PR #185, opened 2020-07-01
Add support for multiple packages for the npm package manager in a single repo

mprahl:
This is done by supplying the `packages` parameter. For example:
`{"packages": {"npm": [{"path": "client"}, {"path": "proxy"}]}}`

Resolves CLOUDBLD-1257

### DIFF
--- a/cachito/web/models.py
+++ b/cachito/web/models.py
@@ -2,6 +2,7 @@
 from collections import OrderedDict
 from copy import deepcopy
 from enum import Enum
+import os
 import re
 
 import flask
@@ -346,6 +347,65 @@ class RequestDependency(db.Model):
     __table_args__ = (db.UniqueConstraint("request_id", "dependency_id", "package_id"),)
 
 
+def _validate_request_package_configs(request_kwargs, pkg_managers_names):
+    """
+    Validate the "packages" parameter in a new request.
+
+    :param dict request_kwargs: the JSON parameters of the new request
+    :param list pkg_managers_names: the list of valid package manager names for the request
+    :raises ValidationError: if the "packages" parameter is invalid
+    """
+    # Validate the custom packages configuration. For example:
+    # {"packages": {"npm": [{"path": "client"}]}}
+    packages_configs = request_kwargs.get("packages", {})
+    if not isinstance(packages_configs, dict):
+        raise ValidationError('The "packages" parameter must be an object')
+
+    invalid_package_managers = packages_configs.keys() - set(pkg_managers_names)
+    if invalid_package_managers:
+        raise ValidationError(
+            'The following package managers in the "packages" object do not apply: '
+            + ", ".join(invalid_package_managers)
+        )
+
+    supported_packages_configs = {"npm"}
+    unsupported_packages_managers = packages_configs.keys() - supported_packages_configs
+    if unsupported_packages_managers:
+        raise ValidationError(
+            'The following package managers in the "packages" object are unsupported: '
+            + ", ".join(unsupported_packages_managers)
+        )
+
+    # Validate the values for each package manager configuration (e.g. packages.npm)
+    valid_package_config_keys = {"path"}
+    for pkg_manager, packages_config in packages_configs.items():
+        invalid_format_error = (
+            f'The value of "packages.{pkg_manager}" must be an array of objects with the following '
+            f'keys: {", ".join(valid_package_config_keys)}'
+        )
+        if not isinstance(packages_config, list):
+            raise ValidationError(invalid_format_error)
+
+        for package_config in packages_config:
+            if not isinstance(package_config, dict) or not package_config:
+                raise ValidationError(invalid_format_error)
+
+            invalid_keys = package_config.keys() - valid_package_config_keys
+            if invalid_keys:
+                raise ValidationError(invalid_format_error)
+
+            if not (
+                isinstance(package_config["path"], str)
+                and package_config["path"]
+                and not os.path.isabs(package_config["path"])
+                and os.pardir not in os.path.normpath(package_config["path"])
+            ):
+                raise ValidationError(
+                    f'The "path" values in the "packages.{pkg_manager}" value must be to a '
+                    "relative path in the source repository"
+                )
+
+
 class Request(db.Model):
     """A Cachito user request."""
 
@@ -435,7 +495,9 @@ class Request(db.Model):
         :rtype: int
         """
         return (
-            db.session.query(sqlalchemy.func.count(RequestDependency.dependency_id))
+            db.session.query(
+                sqlalchemy.func.count(sqlalchemy.distinct(RequestDependency.dependency_id))
+            )
             .filter(RequestDependency.request_id == self.id)
             .scalar()
         )
@@ -508,13 +570,21 @@ class Request(db.Model):
             rv["state_history"] = states
 
             package_to_deps = {}
+            # This is used to quickly see if a dependency has been added to the root "dependencies"
+            # array in the returned JSON. This uses a set instead of iterating through the
+            # "dependencies" array to avoid an O(n) operation for every dependency.
+            seen_dependencies = set()
             rv["dependencies"] = []
             for req_dep in self.request_dependencies:
                 dep_json = req_dep.dependency.to_json(
                     req_dep.replaced_dependency.to_json() if req_dep.replaced_dependency else None,
                     force_replaces=True,
                 )
-                rv["dependencies"].append(dep_json)
+                # Avoid duplicate dependencies in the root "dependencies" array
+                if req_dep.dependency.id not in seen_dependencies:
+                    rv["dependencies"].append(dep_json)
+                    seen_dependencies.add(req_dep.dependency.id)
+
                 package_to_deps.setdefault(req_dep.package.id, []).append(dep_json)
 
             rv["packages"] = [
@@ -540,7 +610,7 @@ class Request(db.Model):
         """
         # Validate all required parameters are present
         required_params = {"repo", "ref"}
-        optional_params = {"dependency_replacements", "flags", "pkg_managers", "user"}
+        optional_params = {"dependency_replacements", "flags", "packages", "pkg_managers", "user"}
 
         missing_params = required_params - set(kwargs.keys()) - optional_params
         if missing_params:
@@ -572,6 +642,11 @@ class Request(db.Model):
 
         pkg_managers = PackageManager.get_pkg_managers(pkg_managers_names)
         request_kwargs["pkg_managers"] = pkg_managers
+
+        _validate_request_package_configs(request_kwargs, pkg_managers_names or [])
+        # Remove this from the request kwargs since it's not used as part of the creation of
+        # the request object
+        request_kwargs.pop("packages", None)
 
         flag_names = request_kwargs.pop("flags", None)
         if flag_names:
--- a/cachito/web/static/api_v1.yaml
+++ b/cachito/web/static/api_v1.yaml
@@ -586,6 +586,16 @@ components:
           items:
             type: string
             example: some_flag
+        packages:
+          type: object
+          items:
+            type: array
+            items:
+              type: object
+          example:
+            npm:
+            - path: client
+            - path: legacy/client
         pkg_managers:
           type: array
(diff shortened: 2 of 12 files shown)


mprahl:
@athos-ribeiro could you also please review if you have time?

cachito/workers/tasks/npm.py
```diff
@@ -32,6 +32,51 @@
 log = logging.getLogger(__name__)
 
 
+def _verify_npm_files(bundle_dir, subpaths):
+    """
+    Verify that the correct are present for the npm package manager to proceed.
```
nirzari, line 37: Did you mean `correct npm files are present`?

cachito/web/models.py
```diff
@@ -346,6 +347,65 @@ class RequestDependency(db.Model):
...
+
+            invalid_keys = package_config.keys() - valid_package_config_keys
+            if invalid_keys:
+                raise ValidationError(invalid_format_error)
+
+            if not (
+                isinstance(package_config["path"], str)
+                and package_config["path"]
+                and not os.path.isabs(package_config["path"])
+                and os.path.pardir not in package_config["path"]
```
lcarva, line 401: It's odd. I don't see either `os.path.pardir` nor `os.path.curdir` in the python docs: https://docs.python.org/3/library/os.path.html

However, they do exist in there.

I do see them listed in the docs for the `os` module: https://docs.python.org/3/library/os.html

Could we use that instead in order to avoid some sort of breakage in the future?

cachito/web/models.py
```diff
@@ -346,6 +347,65 @@ class RequestDependency(db.Model):
...
+            ):
+                raise ValidationError(
+                    f'The "path" values in the "packages.{pkg_manager}" value must be to a '
```
lcarva, line 404: This message may be confusing to users. A path with `..` in it could be resolved to a relative path withing the application repo, e.g. `foo/bar/../baz`. This would be unusual, but the error message wouldn't necessarily point the user in the right direction.

cachito/web/models.py
```diff
@@ -503,13 +565,24 @@ def _state_to_json(state):
             rv["state_history"] = states
 
             package_to_deps = {}
+            # This dictionary will have the keys as dependency names and the values as sets of
+            # dependency IDs. This is used to quickly see if a dependency has been added to the
+            # root "dependencies" array in the returned JSON. This uses a dictionary instead of
+            # a list to avoid an O(n) operation for every dependency.
+            dep_name_to_dep_ids = {}
```
lcarva, line 572: If dependency IDs are unique, won't a simple set work?
```python
already_seen_dependencies = set()
...
if req_dep.dependency.id not in already_seen_dependencies:
  ...
  already_seen_dependencies.add(req_dep.dependency.id)
```

cachito/web/static/api_v1.yaml
```diff
@@ -534,6 +534,16 @@ components:
...
             example: some_flag
+        packages:
+          type: object
+          items:
+            type: array
+            items:
+              type: object
+          example:
+            npm:
+            - path: client
```
lcarva, line 545: Maybe provide an example with multiple directories, e.g. `client/foo/bar` ?

cachito/workers/pkg_managers/npm.py
```diff
@@ -332,16 +332,20 @@ def get_package_and_deps(package_json_path, package_lock_path):
...
 
     :param str app_source_path: the full path to the application source code
     :param dict request: the Cachito request this is for
+    :param set skip_deps: a set of dependency identifiers to not download because they've already
+        been downloaded for this request
     :return: a dictionary that has the keys "deps" which is the list of dependencies,
-        "lock_file" which is the lock file if it was modified, "package" which is the
-        dictionary describing the main package, and "package.json" which is the package.json file if
-        it was modified.
+        "downloaded_deps" which is a set of the dependency identifiers of the dependencies that
```
lcarva, line 344: It would be nice if we could structure this text as an unordered list.

cachito/workers/pkg_managers/npm.py
```diff
@@ -332,16 +332,20 @@ def get_package_and_deps(package_json_path, package_lock_path):
...
+        were downloaded as part of this function's execution, "lock_file" which is the lock file if
+        it was modified, "lock_file_name" is the name of the lock file that was used, "package"
```
lcarva, line 346: Is it just the name of the lock file, or the full path to it?

cachito/workers/tasks/npm.py
lcarva: Maybe it should be `expected npm files` ?

cachito/workers/tasks/npm.py
```diff
@@ -32,6 +32,51 @@
...
+    for subpath in subpaths:
+        bundle_dir_subpath = bundle_dir.app_subpath(subpath)
+        for lock_file in (
+            bundle_dir_subpath.npm_shrinkwrap_file,
+            bundle_dir_subpath.npm_package_lock_file,
+        ):
+            if lock_file.exists():
+                break
+        else:
+            shrinkwrap_rel_path = bundle_dir_subpath.get_relpath(
```
lcarva, line 53: It would be great if we didn't have to duplicate these entries here. Could we do something like:
```python
lock_files = (bundle_dir_subpath.npm_shrinkwrap_file, bundle_dir_subpath.npm_package_lock_file)

...

lock_files_relpath = [bundle_dir_subpath.get_relpath(lock_file) for lock_file in lock_files]
```

cachito/workers/tasks/npm.py
```diff
@@ -43,102 +88,128 @@ def cleanup_npm_request(request_id):
...
-    for lock_file in (bundle_dir.npm_shrinkwrap_file, bundle_dir.npm_package_lock_file):
-        if lock_file.exists():
-            break
-    else:
-        raise CachitoError(
-            "The npm-shrinkwrap.json or package-lock.json file must be present for the npm "
-            "package manager"
-        )
+    subpaths = []
+    if package_configs:
```
lcarva, line 111: `package_configs` is set to an empty list if it's `None`. We could completely remove this if statement, and the explicit initialization of `subpaths` above..

cachito/workers/tasks/npm.py
```diff
@@ -43,102 +88,128 @@ def cleanup_npm_request(request_id):
...
+    npm_config_files = []
+    downloaded_deps = set()
+    for i, subpath in enumerate(subpaths):
+        log.info("Fetching the npm dependencies for request %d in subpath %s", request_id, subpath)
+        request = set_request_state(
+            request_id,
+            "in_progress",
+            f'Fetching the npm dependencies at the "{subpath}" directory"',
+        )
+        package_source_path = str(bundle_dir.source_dir.joinpath(subpath))
```
lcarva, line 134: Shouldn't this be `app_subpath` ?

tests/test_api_v1.py
```diff
@@ -122,6 +122,35 @@ def test_create_and_fetch_request(
...
+        "repo": "https://github.com/release-engineering/web-terminal.git",
+        "ref": "c50b93a32df1c9d700e3e80996845bc2e13be848",
+        "packages": package_value,
+        "pkg_managers": ["npm"],
+    }
+
+    rv = client.post("/api/v1/requests", json=data, environ_base=auth_env)
+    assert rv.status_code == 201
+
+    error_callback = failed_request_callback.s(1)
```
lcarva, line 140: Could use the request ID from `rv` to make it clearer what the number `1` is.

tests/test_workers/test_pkg_managers/test_general_js.py
```diff
@@ -140,6 +140,63 @@ def test_download_dependencies(
...
+@mock.patch("cachito.workers.pkg_managers.general_js.generate_and_write_npmrc_file")
+@mock.patch("cachito.workers.pkg_managers.general_js.run_cmd")
+@mock.patch("shutil.move")
+@mock.patch("cachito.workers.paths.get_worker_config")
+def test_download_dependencies_skip_deps(
+    mock_gwc, mock_move, mock_run_cmd, mock_gawnf, mock_exists, mock_td, tmpdir,
+):
+    bundles_dir = tmpdir.mkdir("bundles")
+    mock_gwc.return_value.cachito_bundles_dir = str(bundles_dir)
+    mock_td.return_value.__enter__.return_value = "/tmp/cachito-agfdsk"
```
lcarva, line 154: Can we please use `tmpdir` here?

cachito/web/models.py
```diff
@@ -346,6 +347,65 @@ class RequestDependency(db.Model):
...
+        raise ValidationError(
+            'The following package managers in the "packages" value are unsupported: '
+            + ", ".join(unsupported_packages_managers)
+        )
+
+    # Validate the values for each package manager configuration (e.g. packages.npm)
+    valid_package_config_keys = {"path"}
+    for pkg_manager, packages_config in packages_configs.items():
+        invalid_format_error = (
+            f'The "packages.{pkg_manager}" value must be an array of objects with the following '
```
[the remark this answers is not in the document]
mprahl: json.org uses the term "names" but the usage "keys" is common such as on w3schools:
https://www.w3schools.com/js/js_json_objects.asp

We use the term "keys" for all of our error messages in Cachito already, so I'd like to stick to that.

cachito/web/models.py
mprahl: Okay, I'll check it against `os.path.normpath(package_config["path"])`.

cachito/web/models.py
mprahl: You're right. The time complexity of an `in` operation on a set averages to O(n) like accessing a dictionary key. That makes sense. I'll do that.

cachito/web/models.py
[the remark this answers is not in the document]
lcarva: TIL: the JSON Schema definition seems to use neither "keys" nor "attributes": https://json-schema.org/draft-04/json-schema-core.html#rfc.section.3.1

cachito/workers/pkg_managers/npm.py
mprahl: Just the name.

cachito/web/models.py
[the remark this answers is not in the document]
nirzari: +1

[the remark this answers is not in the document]
mprahl: @lcarva and @nirzari so are we saying to change all the existing error messages to use the term member, property, or name or are we just keeping it as keys for consistency?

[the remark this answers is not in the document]
nirzari: IMO we could keep it as "keys" for consistency here and later file a separate commit/MR to change the rest of them if we really want to.

cachito/workers/pkg_managers/npm.py
mprahl: I changed the structure a little so that it's easier to read and still valid restructured text.

cachito/workers/tasks/npm.py
mprahl: It's less efficient but it makes the code more readable and less duplication, so I changed it to use `app_subpath`.

tests/test_workers/test_pkg_managers/test_general_js.py
mprahl: I made the change, though it is not as bad as it looks since nothing writes to that directory since everything is mocked out but yes, it would be safer to use tmpdir.

mprahl:
The tests are failing after rebasing to master. I'll fix them.

mprahl:
The test are now passing again and all the comments have been addressed. Thanks for the reviews!

cachito/web/models.py
```diff
@@ -346,6 +347,65 @@ class RequestDependency(db.Model):
...
+        raise ValidationError(
+            'The following package managers in the "packages" object do not apply: '
+            + ", ".join(invalid_package_managers)
+        )
+
+    supported_packages_configs = {"npm"}
+    unsupported_packages_managers = packages_configs.keys() - supported_packages_configs
+    if unsupported_packages_managers:
+        raise ValidationError(
+            'The following package managers in the "packages" value are unsupported: '
```
lcarva, line 375: in the "packages" object?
•••
**About this exercise**
Using the listing above, list every line in which the string "pardir" occurs.

**Answer to this task**
+                and os.pardir not in os.path.normpath(package_config["path"])
+                and os.path.pardir not in package_config["path"]
lcarva, line 401: It's odd. I don't see either `os.path.pardir` nor `os.path.curdir` in the python docs: https://docs.python.org/3/library/os.path.html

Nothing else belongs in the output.